There should be no holding of the child’s hand (17, 31). Occasionally, if assistance is needed (due to a physical or mental challenge), children should use their usual walking aids during the test (cane, walker, etc.) (7) and it should be documented what was used. They should also be allowed to use their supplemental oxygen with documentation. However, as was done in our study to limit variability, generally such children should be excluded from enrollment in a clinical study that is using 6MWD as an endpoint (39).

8.

There should be no parental/caregiver’s cheering or enthusiastic encouragement. A steady, consistent voice could be allowed for encouragement and giving information on the child’s progress but would preferably be from the tester with standard phrases recommended in Table II.

If a study intends to include results of 6MWTs in a real world setting from multiple clinical centers, the sponsor of the study should be aware of how the test is performed at each center. Then, as much as possible, the sponsor should try to standardize any significant variabilities. A suggested sample questionnaire is presented in Appendix 1.

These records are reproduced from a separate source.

PR #661, opened 2016-05-04
Using slot "5.0" and alias to slot main

Sanne:
I haven't updated the documentation yet.

To verify that the aliases work, I've used a branch in which I revert all changes to the integration tests (as they were originally testing the "master" slot).

 - https://hibernate.atlassian.net/browse/OGM-1015

### DIFF
--- a/integrationtest/src/test/java/org/hibernate/ogm/test/integration/cassandra/ModulesMagicDeckIT.java
+++ b/integrationtest/src/test/java/org/hibernate/ogm/test/integration/cassandra/ModulesMagicDeckIT.java
@@ -44,7 +44,7 @@ public class ModulesMagicDeckIT extends MagiccardsDatabaseScenario {
 				.addClasses( MagicCard.class, MagicCardsCollectionBean.class, ModulesMagicDeckIT.class, MagiccardsDatabaseScenario.class );
 		String persistenceXml = persistenceXml().exportAsString();
 		webArchive.addAsResource( new StringAsset( persistenceXml ), "META-INF/persistence.xml" );
-		ModulesHelper.addModulesDependencyDeclaration( webArchive, "org.hibernate.ogm services, org.hibernate.ogm.cassandra services" );
+		ModulesHelper.addModulesDependencyDeclaration( webArchive, "org.hibernate.ogm:${hibernate-ogm.module.slot} services, org.hibernate.ogm.cassandra:${hibernate-ogm.module.slot} services" );
 		return webArchive;
 	}
 
--- a/integrationtest/src/test/java/org/hibernate/ogm/test/integration/cassandra/ModulesMagicDeckIT.java
+++ b/integrationtest/src/test/java/org/hibernate/ogm/test/integration/cassandra/ModulesMagicDeckIT.java
@@ -57,6 +57,7 @@ public class ModulesMagicDeckIT extends MagiccardsDatabaseScenario {
 				.provider( "org.hibernate.ogm.jpa.HibernateOgmPersistence" )
 				.clazz( MagicCard.class.getName() )
 				.getOrCreateProperties()
+					.createProperty().name( "jboss.as.jpa.providerModule" ).value( "application" ).up()
 					.createProperty().name( "hibernate.search.default.directory_provider" ).value( "ram" ).up()
 					.createProperty().name( "hibernate.ogm.datastore.database" ).value( "ogm_test_database" ).up()
 					.createProperty().name( "hibernate.ogm.datastore.provider" ).value( "cassandra_experimental" ).up()
--- a/integrationtest/src/test/java/org/hibernate/ogm/test/integration/infinispan/InfinispanModuleMemberRegistrationIT.java
+++ b/integrationtest/src/test/java/org/hibernate/ogm/test/integration/infinispan/InfinispanModuleMemberRegistrationIT.java
@@ -41,6 +41,7 @@ public class InfinispanModuleMemberRegistrationIT extends ModuleMemberRegistrati
 				.name( "primary" )
 				.provider( "org.hibernate.ogm.jpa.HibernateOgmPersistence" )
 				.clazz( Member.class.getName() ).getOrCreateProperties()
+				.createProperty().name( "jboss.as.jpa.providerModule" ).value( "application" ).up()
 				.createProperty().name( "hibernate.ogm.datastore.provider" ).value( "infinispan" ).up()
 				.createProperty().name( "hibernate.ogm.infinispan.configuration_resourcename" ).value( "infinispan.xml" ).up()
 				.createProperty().name( "hibernate.search.default.directory_provider" ).value( "ram" ).up()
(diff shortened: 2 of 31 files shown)


integrationtest/src/test/java/org/hibernate/ogm/test/integration/testcase/util/ModulesHelper.java
```diff
@@ -25,6 +26,27 @@
  */
 public class ModulesHelper {
 
+	private static String hibernateOgmVersion = null;
+	private static String hibernateOgmModuleSlot = null;
+
+	private static synchronized String getModuleSlotString() {
+		if ( hibernateOgmModuleSlot == null ) {
+			//This variable is computer from the project version, as the Maven build plugin helper
```
DavideD: s/computer/computed/  ?

integrationtest/src/test/java/org/hibernate/ogm/test/integration/cassandra/ModulesMagicDeckIT.java
```diff
@@ -44,7 +44,7 @@
 				.addClasses( MagicCard.class, MagicCardsCollectionBean.class, ModulesMagicDeckIT.class, MagiccardsDatabaseScenario.class );
 		String persistenceXml = persistenceXml().exportAsString();
 		webArchive.addAsResource( new StringAsset( persistenceXml ), "META-INF/persistence.xml" );
-		ModulesHelper.addModulesDependencyDeclaration( webArchive, "org.hibernate.ogm services, org.hibernate.ogm.cassandra services" );
+		ModulesHelper.addModulesDependencyDeclaration( webArchive, "org.hibernate.ogm:${hibernate-ogm.module.slot} services, org.hibernate.ogm.cassandra:${hibernate-ogm.module.slot} services" );
```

During our study, we also became aware of the fact that not all centers collect the same information during the 6MWT. Some centers collect heart rate and oxygen saturation every minute; some centers only collect the information at the start and at the completion of the study. Some centers collect a Modified Borg Rating of Perceived Exertion (RPE) Dyspnea Scale (40), while other centers do not. A suggested Borg Dyspnea Scale worksheet is presented in Appendix 2. If a study intends to include results of 6MWTs from multiple clinical centers, it is recommended that there is uniform data collection. A suggested 6MWT worksheet is presented in Appendix 3.